* Exercise input:
PR #551, opened 2026-09-20
fix(ui): keep hide empty out of the archived view

### LINKED ISSUE #484: HIDE EMPTY badge still paints over the archived list
### What happened

Turning on hide empty groups (`e`) and then switching to the archived view (`t`) still paints a `HIDE EMPTY` badge over the archive rail, next to `ARCHIVED`.

`filterBadgeLines` stacks every active narrowing without asking which view the list is in:

```go
if m.showArchived {
    badge("ARCHIVED", "t", "back to active")
}
if m.statusFilter.active() {
    badge(strings.ToUpper(m.statusFilter.label()), "w", "show all")
}
if m.hideEmptyGroups {
    badge("HIDE EMPTY", "e", "show empty")
}
```

The View legend does the same: `e` still reads `hide empty` / `show empty` while `t` already says `back to active`.

Hide empty is a filter on the live tree's unused group scaffolding. The archived view already prunes to archived sessions and archived groups, and it has its own `ARCHIVED` badge. The empty-groups label does not belong there. `TestFilterBadgesStackOverTheList` currently requires all three badges together, including `HIDE EMPTY` on an archived rail.

### What I expected

The archived list should show `ARCHIVED` (and `ATTENTION` when that filter is on). `HIDE EMPTY` should only appear on the active list.

### Steps

1. Press `e` so empty groups are hidden (`HIDE EMPTY` appears).
2. Press `t` to open the archived view.
3. The rail still shows `HIDE EMPTY` under `ARCHIVED`.

### agent-manager version

0.36.0

### Operating system

macOS

### tmux version

tmux 3.7b

### Which agent CLI

Grok Build

### Agent CLI version

grok 1.0.25 (f7e67d6988e2) [stable]

Michaelnogh:
## What changed

The archived view no longer shows the `HIDE EMPTY` badge, no longer offers the `e` hide/show empty key in the legend, and no longer applies the hide-empty filter to its rows.

## Why

Closes #484

### Required behavior

With hide empty groups on, switching to the archived view shows `ARCHIVED` (plus `ATTENTION` when that filter is on) and nothing about empty groups. The flag stays set, so the active list still hides empty groups when you go back.

### Why this approach

Hide empty is a filter on the live tree's unused group scaffolding. The archived view already prunes to archived sessions and groups, so the flag has nothing to say there. The guard is `!m.showArchived` at the three places that read the flag: `filterBadgeLines`, `rebuildRows` and the View legend. No new state.

## How it was verified

Drove a built binary against real tmux sessions on a throwaway socket and `HOME`, with an active session, an archived session and empty groups on both sides. Pressing `e` then `t` shows only `ARCHIVED` on the archived rail, the legend drops the `e` hint there, and archived empty groups stay listed. Pressing `t` back restores `HIDE EMPTY` and the active list still hides empty groups.

- [x] `go vet ./...` passes
- [x] `go build ./...` passes
- [x] Holds for every supported agent CLI and platform: the change is in shared list rendering, not tool specific

`TestFilterBadgesStackOverTheList` no longer expects `HIDE EMPTY` on the archived rail. New tests cover the badge (`TestHideEmptyBadgeBelongsToTheActiveRail`), the legend (`TestLegendOffersEmptyGroupsOnlyInTheActiveView`) and the rows (`TestHideEmptyGroupsDoesNotFilterTheArchivedView`).

## Visual evidence

**Not applicable because:** the change removes one badge and one legend hint from the archived view, and rendering tests assert both.


YoanWai (changes requested):
Please include before and after screenshots. The archived view should drop the HIDE EMPTY badge and the empty-groups key from the legend. The active view should still show both.

The [capture guide](https://github.com/YoanWai/agent-manager/blob/main/.github/CONTRIBUTING.md#capturing-a-tui-frame) shows how to capture a TUI frame.

Pressing e in the archived view still changes the hide-empty setting, even though the badge and key hint are gone. Press e, t, e, then t again. You return to the active list with hide empty turned off and no visible feedback while in archives. Please make e do nothing in the archived view and add a test for that sequence. I reproduced this with a failing test.

A small cleanup too. The new comments above the badge and legend tests repeat the test names. Please remove them and the added archive explanation in rebuildRows. The comment above toggleEmptyGroups also needs updating because it still says the filter applies to archives.

Michaelnogh:
All four addressed in 1e5ae1c.

**The `e` key in the archived view.** You were right, and the sequence you gave reproduces it exactly. The badge, the legend hint and the row filter were all guarded, but the key itself was not, so `e` flipped `hideEmptyGroups` with nothing on screen reporting it. `toggleEmptyGroups` now returns early when `showArchived` is set. I put the guard in the function rather than the `keybind.EmptyGroups` arm of `handleKey`, so the dispatch stays a plain call like its neighbours; say the word if you would rather see it in the switch.

**Test for the sequence.** `TestEmptyGroupsKeyIsRefusedInTheArchivedView` drives `e`, `t`, `e`, `t` through `handleKey` and asserts the active list is still filtered on return. I checked it fails without the guard: `e in the archived view should leave the hide-empty setting alone`.

**Comments.** Removed the two above the badge and legend tests, and the archive sentence in `rebuildRows`.

**`toggleEmptyGroups` doc.** It claimed the filter applied to the active and archive views both, which is what made the live key look deliberate. It now says what the filter covers and why the key is refused in archives.

**Frames.** In the PR body, as text captures rather than images: `main` and this branch, each driven on a throwaway socket and `HOME` at 150x34 from an empty store, per the capture guide. Steps 3 and 4 are the interesting pair. On `main` the legend flips to `e hide empty` while you are in the archives, and the empty groups are back on the active list afterwards. On this branch both are unchanged.

YoanWai (approved):
Thanks, all four points are in. I ran e, t, e, t live and the setting now survives the trip through the archives.

YoanWai:
Thanks @Michaelnogh. The before and after frames made this easy to review, and so did the test for the e, t, e, t sequence. It's merged and ships in the next release.

PR #4102, opened 2021-06-02
fossid-webapp: Fix regression in response deserialization

nnobelis:
This bug addresses a regression introduced by https://github.com/oss-review-toolkit/ort/pull/4045.

The FossID `get_all_scans` operation has a bug and returns an array if only one scan is returned, otherwise a map.
We have to handle this case, plus the one the other PR was dealing with i.e. handling `data:false` when there is no result.

The result is a new Jackson serializer that handles all these cases.

This commit also contains a new test exhibiting the bug.

### DIFF
--- a/clients/fossid-webapp/src/test/kotlin/FossIdClientNewProjectTest.kt
+++ b/clients/fossid-webapp/src/test/kotlin/FossIdClientNewProjectTest.kt
@@ -22,7 +22,7 @@ import com.github.tomakehurst.wiremock.client.WireMock
 import com.github.tomakehurst.wiremock.core.WireMockConfiguration
 
 import io.kotest.core.spec.style.StringSpec
-import io.kotest.matchers.maps.beEmpty
+import io.kotest.matchers.collections.beEmpty
 import io.kotest.matchers.maps.shouldContain
 import io.kotest.matchers.nulls.beNull
 import io.kotest.matchers.should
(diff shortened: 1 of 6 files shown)


sschuberth:
There seems to be a compile error @nnobelis.

nnobelis:
> There seems to be a compile error @nnobelis.

Fixed thanks.

oheger-bosch (approved):
This is really a cool solution for these problems with the FossId-API. You are now the Jackson-Serialization-Overlord!

clients/fossid-webapp/src/test/kotlin/FossIdClientNewProjectTest.kt
```diff
@@ -103,7 +103,7 @@ class FossIdClientNewProjectTest : StringSpec({
         service.listScansForProject("", "", PROJECT_CODE) shouldNotBeNull {
             checkResponse("list scans")
             data shouldNotBeNull {
-                this should beEmpty()
+                this.isEmpty() shouldBe true
```
sschuberth, line 106: You can drop `this.` here now.

clients/fossid-webapp/src/test/kotlin/FossIdClientReturnTypeTest.kt
```diff
@@ -74,7 +81,19 @@ class FossIdClientReturnTypeTest : StringSpec({
...
+                this should beEmpty()
+            }
+        }
+    }
+
+    "Scans for project can be listed when there is exactly one" {
+        service.listScansForProject("", "", PROJECT_CODE_3) shouldNotBeNull {
+            checkResponse("list scans")
+            data shouldNotBeNull {
+                this.size shouldBe 1
```
sschuberth, line 93: You can drop this. here now.

sschuberth (approved):

Issue #3764, opened 2021-03-16
Dockerfile shouldn't be run with ROOT permissions


Martin-Idel-SI:
When using the default Dockerfile, we get errors when using bower package manager:

> ERROR org.ossreviewtoolkit.analyzer.PackageManager - Resolving dependencies for 'bower.json' failed with: IOException: Running 'bower install' in '/input/project/...' failed with exit code 1:
bower ESUDO         Cannot be run with sudo
Additional error details:
Since bower is a user command, there is no need to execute it with superuser permissions.
If you're having permission errors when using bower without sudo, please spend a few minutes learning more about how your system should work and make any necessary repairs.
http://www.joyent.com/blog/installing-node-and-npm
https://gist.github.com/isaacs/579814
You can however run a command with sudo using "--allow-root" option

This issue will also appear in the reports later on, so it's a problem.

We could either add an option to run bower commands with `--allow-root` as suggested in the error message or add a user to the official Dockerfile and run without root permissions. This would be the cleaner solution in my opinion.

So the real question is whether there is something in the Dockerfile which inherently requires sudo permissions while running.

sschuberth:
> So the real question is whether there is something in the Dockerfile which inherently requires sudo permissions while running.

I'm not aware of anything. We just run as root as that's Docker's default.

tsteenbe:
Maybe we should run https://github.com/hadolint/hadolint - which is a Docker best practices linter -  over our DockerFile using the https://github.com/marketplace/actions/hadolint-action.

We could also look at implementing the recommendations in https://cheatsheetseries.owasp.org/cheatsheets/Docker_Security_Cheat_Sheet.html - include steps how to use an unprivileged user

mnonnenmacher:
Also see my comment here: https://github.com/oss-review-toolkit/ort/pull/4103#issuecomment-854137392

sschuberth:
> Maybe we should run https://github.com/hadolint/hadolint - which is a Docker best practices linter - over our DockerFile using the https://github.com/marketplace/actions/hadolint-action.

I gave `hadolint` a try, and I'm not convinced of the tool. I was immediately running into multiple issues [[1]] [[2]] [[3]].

[1]: https://github.com/hadolint/hadolint/issues/285
[2]: https://github.com/hadolint/hadolint/issues/422
[3]: https://github.com/hadolint/hadolint/issues/679

sschuberth:
[...]

PR #4103, opened 2021-06-02
Dockerfile: Fix an issue with the GoMod support

fviernau:
When running ORT in the docker image as non-root user, GoMod fails with
[1] when running [2]. Grant the required file system permissions to fix
that issue.

[1] `go: writing go.mod cache: mkdir /go/pkg: permission denied`
[2] `go mod vendor -v`

### DIFF
--- a/Dockerfile
+++ b/Dockerfile
@@ -137,6 +137,7 @@ RUN /opt/ort/bin/import_proxy_certs.sh && \
     tar -C /opt -xzf go$GO_VERSION.linux-amd64.tar.gz && \
     rm go$GO_VERSION.linux-amd64.tar.gz && \
     mkdir -p $GOPATH/bin && \
+    chmod a+rw $GOPATH -R \
     curl -ksS https://raw.githubusercontent.com/golang/dep/v$GO_DEP_VERSION/install.sh | sh && \
     curl -ksS https://raw.githubusercontent.com/commercialhaskell/stack/v$HASKELL_STACK_VERSION/etc/scripts/get-stack.sh | sh && \
     # Install SDKs required for analysis.


sschuberth:
We don't currently support running our Docker image as non-root, also see https://github.com/oss-review-toolkit/ort/issues/3764. 

Instead of this band-aid, I feel we should address https://github.com/oss-review-toolkit/ort/issues/3764 and add proper / generic support for running as non-root. That would also allow to revert https://github.com/oss-review-toolkit/ort/pull/3879.

mnonnenmacher:
> We don't currently support running our Docker image as non-root, also see #3764.
> 
> Instead of this band-aid, I feel we should address #3764 and add proper / generic support for running as non-root. That would also allow to revert #3879.

I think we should merge this as a quick fix just like #3879 because it seems that fixing #3764 is a lot more effort. Also, I couldn't find it anywhere in the docs that were require users to run the image as root?

sschuberth:
> I think we should merge this as a quick fix just like #3879 because it seems that fixing #3764 is a lot more effort.

It's basically just a matter of restoring the `runAsUser` logic from 43130c72a0ef9332afde73e3ef36394612e6f1b0 IMO; not really much effort.

> Also, I couldn't find it anywhere in the docs that were require users to run the image as root?

See this [comment](https://github.com/oss-review-toolkit/ort/issues/3764#issuecomment-800388243), that's simply `docker run``s default, so there probably no need to document that. On the contrary, if we'd start to *require* a non-root user (in order to revert #3879), then *that* would need to get documented.

mnonnenmacher:
> > I think we should merge this as a quick fix just like #3879 because it seems that fixing #3764 is a lot more effort.
> 
> It's basically just a matter of restoring the `runAsUser` logic from [43130c7](https://github.com/oss-review-toolkit/ort/commit/43130c72a0ef9332afde73e3ef36394612e6f1b0) IMO; not really much effort.

I didn't know that you have an idea how to fix that, it wasn't mentioned before. I'm no Docker expert after all so I would have to do research first to understand what the best solution is for this issue. The OWASP document @tsteenbe linked below your comment also recommends to not use root, and the second suggestion to create a user inside the container seems to be what @Martin-Idel-SI proposed in #3764.

Anyway, I haven't talked to @fviernau yet so I don't know how urgent this fix is, or if it would be an option to look deeper into the root cause. I think I just found it a bit contradictory that you rejected this quick fix when you actually went for a quick fix for Bower as well.

sschuberth:
> I think I just found it a bit contradictory that you rejected this quick fix when you actually went for a quick fix for Bower as well.

That's because the Bower quick fix goes exactly in the opposite direction: It allows to run Bower (in certain cases) with the current default of running Docker as root. @fviernau's change on the other hand is a work-around to run Docker in the currently unsupported non-root mode.

sschuberth:
So is this issue specially about GitLab CI runners? I'm asking because I'm thinking about solving #3764 properly by running as a user inside the Docker container. But the question is: As which user? There are scenarios where the uid / name of a user on the host, and the user running in Docker should be aligned, e.g. if you mount a volume from the host; then the Docker user needs to have permission to access the host's directory. So in case of GitLab CI runners, is there a volume mounted? And which users does the GitLab host give access to that volume?

sschuberth:
> And which users does the GitLab host give access to that volume?

Or phrasing that differently: When GitLab does `docker run` for you, what does it pass as `-u`? Or is it not GitLab itself that does `docker run`, but you explicitly yourself, in your CI script?

mnonnenmacher:
I don't know the details because I haven't worked with it myself. But I believe on GitLab it runs with the root users, I don't know if this is configurable, but it seems that basically can just provide the name of the image and an optional entry point script:
https://docs.gitlab.com/ee/ci/docker/using_docker_images.html#available-settings-for-image

This is also not specific to GitLab, for example in Jenkins pipelines you can also provide the name of an image plus additional options using the pipelines DSL:
https://www.jenkins.io/doc/book/pipeline/docker/

And on Azure Pipelines it's also similar:
https://docs.microsoft.com/en-us/azure/devops/pipelines/process/container-phases?view=azure-devops#single-job

The point is, I think our image should work out of the box without requiring a separate launch script to make it easy to use. How we should configure the user, I don't know. It's probably best to look how other images solve this issue (e.g. the Jenkins image has a jenkins user with UID 1000: https://github.com/jenkinsci/docker/blob/master/README.md) or ask a Docker expert for help.

The non-root user issue we have on Jenkins, but there we use a custom script. However, for now we have solved the issue by creating our own image that inherits from the ORT image and put our custom configuration there.

mnonnenmacher:
@fviernau Based on what I wrote above I think we can close this PR because we have a solution that works for us and it seems we need more time to find a proper solution for the public image.

fviernau:
> @fviernau Based on what I wrote above I think we can close this PR because we have a solution that works for us and it seems we need more time to find a proper solution for the public image.

Agree.

PR #4104, opened 2021-06-02
- Set proxy for git in case of reverse proxy

heliocastro:


downloader/src/main/kotlin/vcs/Git.kt
```diff
@@ -20,6 +20,7 @@
 package org.ossreviewtoolkit.downloader.vcs
 
 import com.jcraft.jsch.JSch
+import com.jcraft.jsch.ProxyHTTP
```
sschuberth, line 23: Commit message:

> - Set proxy for git in case of reverse proxy 

Please omit the leading "- " and s/git/Git/

downloader/src/main/kotlin/vcs/Git.kt
```diff
@@ -69,8 +71,14 @@ class Git : VersionControlSystem(), CommandLineTool {
...
             val sessionFactory = object : JschConfigSessionFactory() {
-                @Suppress("EmptyFunctionBlock")
-                override fun configure(hc: OpenSshConfig.Host, session: Session) {}
+                override fun configure(hc: OpenSshConfig.Host, session: Session) {
+                    // If SSH protocol is using in environments where reverse proxy
+                    // is needed ( corkscrew style ), set env proxy if exists
+                    if (! Os.env["http_proxy"].isNullOrEmpty()) {
+                        val uri = URI(Os.env["http_proxy"])
+                        session.setProxy(ProxyHTTP(uri.host, uri.port))
+                    }
```
sschuberth, line 80: I'm afraid that this would break things for setups where you want / need to use an HTTP proxy, but want to connect via SSH directly. I currently have no good proposal how to distinguish these use-cases. Is there anything in the syntax of the string returned by `Os.env["http_proxy"]` that we could look at?

sschuberth (changes requested):

downloader/src/main/kotlin/vcs/Git.kt
heliocastro: The syntax is simple: http_proxy=http://localhost:3128
We use in our machines a ntml proxy on dev machines to avoid setup individually every single app, but is not transparent

Maybe add an option on ort.conf global downloader config like use_gitssh_proxy = true would solve the issue above ?

downloader/src/main/kotlin/vcs/Git.kt
heliocastro: Done

downloader/src/main/kotlin/vcs/Git.kt
sschuberth: > The syntax is simple: http_proxy=http://localhost:3128

So there is nothing special about the syntax that would help us to decide whether the proxy should be used to tunnel SHH through HTTP, or as a "regular" HTTP proxy only.

It looks like tools like `corkscrew` don't consider the `http(s)_proxy` environment variables by themselves; and that's exactly for the above mentioned reason. 

I see two possible ways forward: Either do like you propose and introduce an ORT downloader configuration variable to choose whether `http(s)_proxy` should be considered for SSH over HTTP(S), too. Or we simply come up with different environment variables to use, like `ssh_over_http_proxy.` I have a tendency towards the former as it avoid coming up with very ORT-specific conventions, and there is a change that SSH over HTTP user already have set `http(s)_proxy` correctly.

sschuberth: So I propose to add `val useHttpProxyForSsh: Boolean` to `DownloaderConfiguration`, but that will require some refactoring as the `Git` class does not know anything about a `DownloaderConfiguration` yet...

heliocastro:
No needed anymore

PR #4106, opened 2021-06-02
SpdxExpression: Add a function to sort expressions lexicographically

mnonnenmacher:
Add a function to sort SPDX expressions lexicographically and use it for the effective license in the Static HTML reporter for a start.

### DIFF
--- a/spdx-utils/src/main/kotlin/SpdxExpression.kt
+++ b/spdx-utils/src/main/kotlin/SpdxExpression.kt
@@ -125,6 +125,11 @@ sealed class SpdxExpression {
     abstract fun normalize(mapDeprecated: Boolean = true): SpdxExpression
 
     /**
+     * Sort this expression lexicographically.
+     */
+    open fun sort(): SpdxExpression = this
+
+    /**
      * Validate this expression. [strictness] defines whether only the syntax is checked
      * ([ALLOW_ANY][Strictness.ALLOW_ANY]), or semantics are also checked but deprecated license identifiers are
      * allowed ([ALLOW_DEPRECATED][Strictness.ALLOW_DEPRECATED]) or only current license identifiers are allowed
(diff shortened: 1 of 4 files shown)


spdx-utils/src/main/kotlin/SpdxExpression.kt
```diff
@@ -255,6 +260,28 @@ class SpdxCompoundExpression(
...
+            }
+
+            addChildren(expression.left)
+            addChildren(expression.right)
+
+            return children
+        }
+
+        val children = getSortedChildrenWithSameOperator(this)
+        return parse(children.map { "($it)" }.sorted().joinToString(" ${operator.name} "))
```
sschuberth, line 282: Can you maybe add some code comments about the idea of the algorithm?

sschuberth: I was asking specifically as I thought `WITH` would still be an operator, but we changed that a while back. But what IÄm after: Would this break as soon as a non-commutative operator is added to `SpdxOperator`? Should we therefore explicitly check for `AND` and `OR`?

spdx-utils/src/main/kotlin/SpdxExpression.kt
```diff
@@ -124,6 +124,11 @@ sealed class SpdxExpression {
      */
     abstract fun normalize(mapDeprecated: Boolean = true): SpdxExpression
 
+    /**
+     * Sort this expression lexicographically.
```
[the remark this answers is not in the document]
mnonnenmacher: Isn't this (a) obvious and (b) an implementation detail that shouldn't be in the docs of the public API? We don't have a similar comment for e.g. `disjunctiveNormalForm()`.

spdx-utils/src/main/kotlin/SpdxExpression.kt
mnonnenmacher: I have rewritten the algorithm to use `reduce` instead of building and parsing a string for better efficiency. I think this should be self-explanatory now. Also it contains a `when` on the operator now which enforces revisiting the code if any new operators are added.

spdx-utils/src/main/kotlin/SpdxExpression.kt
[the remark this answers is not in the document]
sschuberth: You're right that my "Only needs to be overridden" is an implementation detail an should not be mentioned. The "support multiple sub-expressions" part was not super-obvious to me, and it took me a few seconds to realize, but I'm fine with leaving the comment as-is.

spdx-utils/src/main/kotlin/SpdxExpression.kt
mnonnenmacher: I have also added a comment to the helper function now to explain what it does.

sschuberth (approved):

PR #4108, opened 2021-06-03
Align severity handling for CLI exit codes

sschuberth:

### DIFF
--- a/cli/src/main/kotlin/OrtMain.kt
+++ b/cli/src/main/kotlin/OrtMain.kt
@@ -36,19 +36,13 @@ import com.github.ajalt.clikt.parameters.types.file
 import java.io.File
 
 import kotlin.system.exitProcess
-import kotlin.time.measureTime
-import kotlin.time.measureTimedValue
 
 import org.apache.logging.log4j.Level
 import org.apache.logging.log4j.core.config.Configurator
 
 import org.ossreviewtoolkit.cli.commands.*
-import org.ossreviewtoolkit.model.HashAlgorithm
-import org.ossreviewtoolkit.model.OrtResult
 import org.ossreviewtoolkit.model.config.LicenseFilenamePatterns
 import org.ossreviewtoolkit.model.config.OrtConfiguration
-import org.ossreviewtoolkit.model.readValue
-import org.ossreviewtoolkit.model.writeValue
 import org.ossreviewtoolkit.utils.Environment
 import org.ossreviewtoolkit.utils.ORT_CONFIG_DIR_ENV_NAME
 import org.ossreviewtoolkit.utils.ORT_CONFIG_FILENAME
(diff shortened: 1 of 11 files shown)


cli/src/main/kotlin/commands/AdvisorCommand.kt
```diff
@@ -36,10 +36,12 @@ import com.github.ajalt.clikt.parameters.types.file
 
 import org.ossreviewtoolkit.advisor.Advisor
 import org.ossreviewtoolkit.cli.GlobalOptions
+import org.ossreviewtoolkit.cli.printSeverityStats
```
mnonnenmacher, line 39: Commit message typo: "iss**u**es"

cli/src/main/kotlin/commands/EvaluatorCommand.kt
```diff
@@ -280,16 +281,6 @@ class EvaluatorCommand : CliktCommand(name = "evaluate", help = "Evaluate ORT re
...
-        val warningCount = counts[Severity.WARNING] ?: 0
-        val hintCount = counts[Severity.HINT] ?: 0
-
-        if (errorCount > 0 || warningCount > 0) {
-            println("Found $errorCount errors, $warningCount warnings, $hintCount hints.")
-            throw ProgramResult(2)
-        }
-
-        println("Found $hintCount hints only.")
+        if (printSeverityStats(counts, Severity.HINT)) throw ProgramResult(2)
```
mnonnenmacher, line 284: This reads like `ProgramResult(2)` is thrown if the stats could be printed, I'd prefer to find a better name for the function but don't have a good suggestion. Another option would be to split `printSeverityStats` and the `hasSevereIssues` check into separate functions.

mnonnenmacher (dismissed):

cli/src/main/kotlin/commands/EvaluatorCommand.kt
sschuberth: Or how about simply moving the `throw ProgramResult(2)` into the function (as that's what all callers currently do) and not return anything?

cli/src/main/kotlin/OrtMain.kt
```diff
@@ -71,6 +72,35 @@ data class GlobalOptions(
...
+
+    fun getSeverityCount(severity: Severity) =
+        counts.getOrDefault(severity, 0).also { hasSevereIssues = it > 0 && severity > threshold }
+
+    val hintCount = getSeverityCount(Severity.HINT)
+    val warningCount = getSeverityCount(Severity.WARNING)
+    val errorCount = getSeverityCount(Severity.ERROR)
+
+    println("Found $errorCount errors, $warningCount warnings, $hintCount hints.")
+    if (hasSevereIssues) println("There are severe issues.")
```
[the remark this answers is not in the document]
sschuberth: I went for something even more verbose.

cli/src/main/kotlin/commands/EvaluatorCommand.kt
sschuberth: I did that now in the new iteration.

oheger-bosch (approved):

cli/src/main/kotlin/commands/EvaluatorCommand.kt
mnonnenmacher: I still find it very unexpected that a function with the name "print..." has such a side effect, but it's merged now, so be it.

sschuberth: I'm more than happy to make a follow-up PR to rename, it's not carved in stone. But the alignment of the exit code was more important to me right now. Do you have a proposal for a name by now?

* Brief:
The answer must be every line of the listing that holds the word "hadolint".

* Written solution:
Maybe we should run https://github.com/hadolint/hadolint - which is a Docker best practices linter -  over our DockerFile using the https://github.com/marketplace/actions/hadolint-action.
> Maybe we should run https://github.com/hadolint/hadolint - which is a Docker best practices linter - over our DockerFile using the https://github.com/marketplace/actions/hadolint-action.
I gave `hadolint` a try, and I'm not convinced of the tool. I was immediately running into multiple issues [[1]] [[2]] [[3]].
[1]: https://github.com/hadolint/hadolint/issues/285
[2]: https://github.com/hadolint/hadolint/issues/422
[3]: https://github.com/hadolint/hadolint/issues/679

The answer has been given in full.